Content starts

PR #1180, opened 2016-06-02
Alternative StateT representation that admits stack-safe operations for tail-recursive monads

TomasMikula:
I propose this alternative representation of `StateT`:

```scala
case class Wrap[F[_], S1, S2, A](run: S1 => F[(S2, A)]) extends IndexedStateT[F, S1, S2, A]
case class FlatMap[F[_], S1, S2, S3, A, B](a: IndexedStateT[F, S1, S2, A], f: (S2, A) => IndexedStateT[F, S2, S3, B]) extends IndexedStateT[F, S1, S3, B]
```

The benefit is that one does not need to trampoline `StateT` anymore to achieve stack-safety (the trampoline is built-in).

The trade-off is that iterated `mapK` will not be stack-safe even for a lazy inner monad, because the `mapK` operation cannot be represented lazily in this new representation, and thus iterated `mapK`s will build up a stack-unsafe function. This can be justified by the fact that `mapK` changes the inner monad, and there will only be a constant number of different monads in any program, therefore at most a constant number of `mapK`s should be necessary in any program. This is analogous to iterated `Free.mapSuspension` not being stack-safe.


aloiscochard:
@TomasMikula  The main problem with this, is that you loose some performance when using it in a strict way and a small number of elements.

I did present an approach at LambdaConf which at least in spirit seems accepted by contributors for scalaz8 which would make us have specific strict/non-strict implementation.

You can find an experimental implementation here:
https://github.com/aloiscochard/scato/blob/master/transformers/src/main/scala/StateT.scala

I feel like we should really focus on this for scalaz8, the representation used in scato is not the optimal one which is more like cats.Eval and seems similar to what you did here, isn't it?

TomasMikula:
@aloiscochard Having distinct strict and non-strict implementations probably makes the most sense. Not sure though where the scato implementation fits into this picture, because it is lazy, yet it is not stack-safe for strict monads. It actually looks a lot like my [other experimental representation](https://github.com/TomasMikula/cats/blob/5f125e69c5105be63d38e5301f89b8c00f65ed1e/core/src/main/scala/cats/data/StateT.scala) (also not stack-safe for strict monads), in which my goal was to make the representation look like

```scala
S => F[(S, A)]
```

I achieved

```scala
S -> F[(S, A)]
```

where `->` is a lazy representation of function composition.

The representation in this PR has the added benefit that it allows for stack-safe execution for `BindRec` monads.

I don't have experience in rigorous benchmarking, but I might put together some poor man's benchmark to see how the performance of the strict case compares to the current scalaz implementation.

aloiscochard:
@TomasMikula not sure what you mean by not stack-safe for strict monad?

For example if you run it with `Identity` it does not stack overflow, in which case would that happen?

TomasMikula:
@aloiscochard Create `StateT` via 10000x `flatMap` and then run, i.e. [this test case.](https://github.com/TomasMikula/scalaz/blob/edaab495ed6aea9bae24a9783a0db14da8f5da7d/tests/src/test/scala/scalaz/StateTTest.scala#L78-L81)

aloiscochard:
@TomasMikula okay, seems it's exactly the same as what I'm doing in the `scato` bencharks there: https://github.com/aloiscochard/scato/blob/master/benchmarks/src/main/scala/Interpreters.scala or am I missing something?

TomasMikula:
@aloiscochard Hmm, right... Let me think of another test case.

TomasMikula:
@aloiscochard Can you try this with `scato`?

```scala
def nasty: State[Int, Int] =
  State[Int, Int](n => (n-1, n-1)).flatMap(i =>
    if(i > 0) nasty
    else State[Int, Int](n => (n, n))
  )

nasty.eval(10000) // must_=== (0)
```

I added this as a test case to this PR.

TomasMikula:
So I did some benchmarking and the proposed new representation performs significantly better in all tested scenarios.

I tested combinations of the following use-cases:

1) The embedded monad is strict and stack-safety is not needed.
2) The embedded monad is strict and stack-safety is required.
3) The embedded monad is already trampolined anyway.

a) `StateT` instance is run only once.
b) `StateT` instance is run many times.

L) a chain of left-associated `flatMap`s.
R) a chain of right-associated `flatMap`s.

This gives a total of 12 use cases.

Intuition could tell us that the representation proposed in this PR would perform worse at
 - 1), because there is a (built-in) trampoline even when trampoline is not needed;
 - 3), because there is a double trampoline;
 - b), because the new representation is cheap to construct, but expensive to run, because it is "interpreted";
 - L), because on each run, `flatMap` need to be re-associated to the right;

but none of this proved to be true.

I hijacked `scato` for the purpose, just because it has setup for benchmarks. [Here](https://github.com/TomasMikula/scato/blob/31506ebfec8b15d7d176abe399e94569ac652abd/benchmarks/src/main/scala/Interpreters.scala) are the benchmarks run with `scalaz` 7.3.0-M3, and [here](https://github.com/TomasMikula/scato/commit/3873b8d1fc8b0d88ef8882b6a590f611c60c9aa2) are the changes done for benchmarking this PR.

These are the results:

|     | scalaz 7.3.0-M3 (ops/s) | this PR (ops/s) | change |
| --- | ----------------------- | --------------- | ------ |
| 1.a.L. `strict_unsafe_left`         | 119349.345 | 266637.472 | 2.23x |
| 1.a.R. `strict_unsafe_right`        | 121467.521 | 388086.403 | 3.19x |
| 1.b.L. `strict_unsafe_reused_left`  |   1461.120 |   3519.458 | 2.40x |
| 1.b.R. `strict_unsafe_reused_right` |   1309.615 |   3914.850 | 2.98x |
| 2.a.L. `strict_safe_left`           |     46.260 |    121.726 | 2.63x |
| 2.a.R. `strict_safe_right`          |     69.192 |    218.881 | 3.16x |
| 2.b.L. `strict_safe_reused_left`    |      0.505 |      1.568 | 3.10x |
| 2.b.R. `strict_safe_reused_right`   |      0.682 |      2.161 | 3.16x |
| 3.a.L. `trampolined_left`           |     44.399 |    165.146 | 3.71x |
| 3.a.R. `trampolined_right`          |     70.482 |    241.748 | 3.42x |
| 3.b.L. `trampolined_reused_left`    |      0.517 |      2.114 | 4.08x |
| 3.b.r. `trampolined_reused_right`   |      0.699 |      2.562 | 3.66x |

vmarquez:
Wow looks great @TomasMikula I will look at this a bit more tomorrow but I'm thinking we'll definitely go with this!

aloiscochard:
@TomasMikula awesome work! thanks so much for the effort, I'll definitely reuse your benchmark to test the scato encoding :-)

:+1:

edmundnoble:
@TomasMikula JSYK `mapK` calls are absolutely not limited by the number of distinct monadic types in a program, any more than `map` calls are limited by the number of distinct ordinary types in a program. Consider: `def repeatedly[F[_]: Functor, A](fa: F[A])(trans: F ~> F): F[A] = trans(repeatedly(fa)(trans))`

TomasMikula:
@edmundnoble I didn't mean that you can't write a program with arbitrary number of `mapK` calls, just that you shouldn't.

Do you have a useful example where the number of `mapK` calls is not bounded by a constant?

I would say that if you have an unbounded number of `mapK` calls, you have a performance leak, and keeping it stack-safe will only delay its detection.

edmundnoble:
@TomasMikula Your argument is exactly the same for the HK-type level as otherwise; people only have a constant number of types in their program, so your `map` calls don't need to be stack-safe! People don't have a "lot" of types in their program, until they start to loop on an `A => A Either B` or a `F ~> Coproduct[F, G, ?]` and suddenly stack-safety is a concern. I'd need a convincing reason that `mapK` differs from `map` in this regard.

TomasMikula:
@edmundnoble 

> Your argument is exactly the same for the HK-type level as otherwise;

Nothing to do with higher-kinded types; that's not what I base my argument on.

Rather, it is based on what role `F[_]` plays in `StateT[F[_], S, A]`&mdash;it represents an effect. Functions passed to `mapK` are effect homomorphisms (monad homomorphisms), for example an injection into a larger monad. My argument then is that these transitions between effects don't advance the computation. Therefore, if you have a loop in effect transitions, you loop without making progress.

edmundnoble:
Monadic endomorphisms are as useful to construct recursive fixpoints as endomorphic functions. Can you provide some evidence that this isn't the case? It seems fairly obvious to me... for example, tweaking my previous example only a little:
```scala
def repeatedlyK[F[_]: Functor, A](fa: F[A])(trans: F ~> F, stop: F ~> Const[Boolean, ?]): F[A] =
  if (stop(fa).getConst) fa
  else trans(repeatedly(fa)(trans, stop))
``` 

I also don't understand why you seem to think type changing operations are the only ones that can make computational progress.

TomasMikula:
> Monadic endomorphisms are as useful to construct recursive fixpoints as endomorphic functions. 

Absolutely. Let me try to clarify what I mean by not making progress. From the point of view of `StateT[F, S, A]`, `F[_]` is the type of effects. When I do `hoist` (I realized `mapK` has slightly different signature that also transforms the state and value, not just the effect type), I'm not changing anything about the core computation (which has the form of `S => (S, A)`). I'm just manipulating the effects, not advancing the core computation.

Sure, it's all relative and at some point effects are just values. And you might want to run some recursive computation on these values. But that computation will not involve values of `StateT[F, S, A]` (simply because the function passed to `hoist` (or `mapK`) doesn't have access to any value of `StateT[F, S, A]`). Here's how you would use your recursive definition of `repeatedlyK`:

```scala
def untilStop[F[_]: Functor](trans: F ~> F, stop: F ~> Const[Boolean, ?]): F ~> F =
  λ[F ~> F](fa => repeatedlyK(fa)(trans, stop))

val trans: F ~> F = ???
val stop: F ~> Const[Boolean, ?] = ???

val st: StateT[F, S, A] = ???

val st1 = st.hoist(untilStop(trans, stop))
```

From the point of view of `StateT`, it is a single transformation on effects.

Everything so far applies more generally to any monad transformer, not just `StateT`.

In addition, `StateT[F, S, A]` specifically is isomorphic to `S => F[(S, A)]`. Since you can't introspect a function, any (potentially recursive) computation taking a value of type `StateT[F, S, A]`, absent of a value of type `S`, will not depend on the particular value of `StateT[F, S, A]` passed in. Specifically, how many times `hoist` is invoked and with what arguments does not depend on the value of `StateT[F, S, A]` passed in. So all the transformations to be passed to `hoist` can be computed independently of any value of `StateT`. Since it doesn't matter in what order `hoist` is invoked relative to other methods (like `flatMap`), the invocations can be reordered so that all `hoist`s appear in sequence, but at that point they can be replaced with a single `hoist` taking a composition of all the transformations. As for `mapK`, I would remove it from the public interface as too powerful and potentially dangerous (result can depend on the value of effect).

edmundnoble:
@TomasMikula Sorry, I was under the impression that `mapK` was another name for `hoist` 😝 you are right that you *can* re-order the hoist calls, but that may require tighter coupling between modules; the same argument applies IMO to having/not having a stack-safe `map` call, just `hoist` is called less often. Thus AFAIK it's nice to be able to re-order them arbitrarily without breaking the stack, but TBH you are certainly not alone when it comes to transformers having a non-stack-safe `mapK`; not a huge sticking point for me, just making sure we know it's a potential place for stack-unsafety. Perhaps documenting it would be worth it?

TomasMikula:
Yeah, might be worth documenting. Will include a line when I get to rebasing this.

It should be possible to support stack-safe `hoist`/`mapK` with a third case

```scala
case class MapK[F[_], G[_], S1, S2, S3, A, B](a: IndexedStateT[F, S1, S2, A], f: F[(S2, A)] => G[(S3, B)], F: BindRec[F]) extends IndexedStateT[G, S1, S3, B]
```

but I don't think it's worth the complication.

edmundnoble:
Me neither, certainly not without benchmarks. Putting TC instances inside data may be a bit suspect IMO, specially until we know they're serializable. Good to know, though.

TomasMikula:
> Putting TC instances inside data may be a bit suspect

I know there is some reluctance towards that, but I don't see it being different from storing anonymous functions that are themselves closures over a typeclass instance. See the original `mapK` implementation in this diff: it creates an anonymous function that is a closure over `Monad[F]`.

edmundnoble:
@TomasMikula Agreed, IMO.

fosskers:
I just hit this issue, where `StateT` blows the stack after an embarrassingly low number of recursive calls. Is there something preventing this from being merged, or is there an equivalent fix in snapshot versions?

vmarquez:
@fosskers I'll have to pull in changes from another branch and fix some conflicts before I merge it in.  Also, with the current version of StateT, you can get stack safety by ensuring your `T` is stack safe.  If you don't have a `T` you can make it a `Trampoline`.  Does that help?  If you need more assistance on how to do this, let me know.

fosskers:
I'm just using the basic `State` (I'm writing some simple benchmarks), so I believe that's just `Identity` underneath?

fosskers:
...which doesn't seem to be enough. Here's the code in question:

```scala
     run("scalaz/countdown") { new Benchmark {
       def go: scalaz.State[Int, Int] = scalaz.State.get.flatMap({ n =>
         if (n <= 0) scalaz.State.state(n) else scalaz.State.put(n - 1) >> go
       })                                                                                                                                                                                                           

       def run() = go.run(1000)                                                                                                                                                                                     
     }}
```

vmarquez:
@fosskers if you check out this here:
https://github.com/scalaz/scalaz/blob/series/7.3.x/tests/src/test/scala/scalaz/StateTTest.scala#L80

You'll see that if you return a value inside  your state of `a => Trampoline.done(ret)` you'll get stack safety (since the type will be of `StateT[Trampoline, A, B]`).  Hopefully that is enough to get you started.

fosskers:
That did it, thanks @vmarquez !

```scala
       def go: scalaz.StateT[Trampoline, Int, Int] = scalaz.State.get.lift[Trampoline].flatMap({ n =>
         if (n <= 0)
           scalaz.StateT(_ => scalaz.Trampoline.done((n,n)))                                              
         else scalaz.State.put(n - 1).lift[Trampoline] >> go
       })
```

jdegoes:
@TomasMikula What's the status of this PR?

fosskers:
Merging this into `7.2` would also allow me to correct [this negative PR](https://github.com/fosskers/scalaz-and-cats#monads-and-monadic-recursion).

TomasMikula:
@jdegoes The current status is a merge conflict. 😆

If there's will to merge this, I will resolve the conflicts.

jdegoes:
@TomasMikula Well, @fosskers sure seems to want it! 

I did not follow all the conversation but the tradeoff described in the initial PR seems reasonable.

TomasMikula:
Rebased.

However, this will not be portable to 7.2.x, since it changes typeclass constraints on some methods.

Content ends

** Problem to solve **
Count how many lines in the listing above contain the word "typeclass", and respond with only that number.

** Solution for this task **
2